* **WORK TO COMPLETE**
Lines holding the string "BuildOccupancyGrid" are the ones to copy from this listing.

══════════════════════════════

PR #329, opened 2017-05-08
Track Cartographer changes.

SirVer:
Change googlecartographer/cartographer#248 introduced a separation
between MapBuilder and TrajectoryOptions. The ROS repositiories require
changes to track this modification.

Also a slight refactoring in assets_writer.h to only pass explicitly the options required for writing assets and some include what you use fixes.

Tested with demo_backpack_[23]d.launch.

### DIFF
--- a/cartographer_ros/cartographer_ros/assets_writer.cc
+++ b/cartographer_ros/cartographer_ros/assets_writer.cc
@@ -35,12 +35,40 @@ namespace {
 
 namespace carto = ::cartographer;
 
+void WriteTrajectory(const std::vector<::cartographer::mapping::TrajectoryNode>&
+                     trajectory_nodes, const std::string& stem
+                 ) {
+  carto::mapping::proto::Trajectory trajectory;
+  for (const auto& node : trajectory_nodes) {
+    const auto& data = *node.constant_data;
+    auto* node_proto = trajectory.add_node();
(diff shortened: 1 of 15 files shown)


cartographer_ros/cartographer_ros/map_builder_bridge.cc
```diff
@@ -120,8 +135,11 @@ MapBuilderBridge::BuildOccupancyGrid() {
   if (!trajectory_nodes.empty()) {
     occupancy_grid =
         cartographer::common::make_unique<nav_msgs::OccupancyGrid>();
-    cartographer_ros::BuildOccupancyGrid(trajectory_nodes, options_,
-                                         occupancy_grid.get());
+    cartographer_ros::BuildOccupancyGrid(
```
wohe: Add the check that was removed from `cartographer_ros::BuildOccupancyGrid()` here? Rename that function to `BuildOccupancyGrid2D` or so?

cartographer_ros/cartographer_ros/assets_writer.cc
```diff
@@ -35,12 +35,40 @@ namespace {
 
 namespace carto = ::cartographer;
 
+void WriteTrajectory(const std::vector<::cartographer::mapping::TrajectoryNode>&
+                     trajectory_nodes, const std::string& stem
+                 ) {
```
wohe: `clang-format`?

══════════════════════════════

* **SOLUTION FOR THIS EXERCISE**
@@ -120,8 +135,11 @@ MapBuilderBridge::BuildOccupancyGrid() {
-    cartographer_ros::BuildOccupancyGrid(trajectory_nodes, options_,
+    cartographer_ros::BuildOccupancyGrid(
wohe: Add the check that was removed from `cartographer_ros::BuildOccupancyGrid()` here? Rename that function to `BuildOccupancyGrid2D` or so?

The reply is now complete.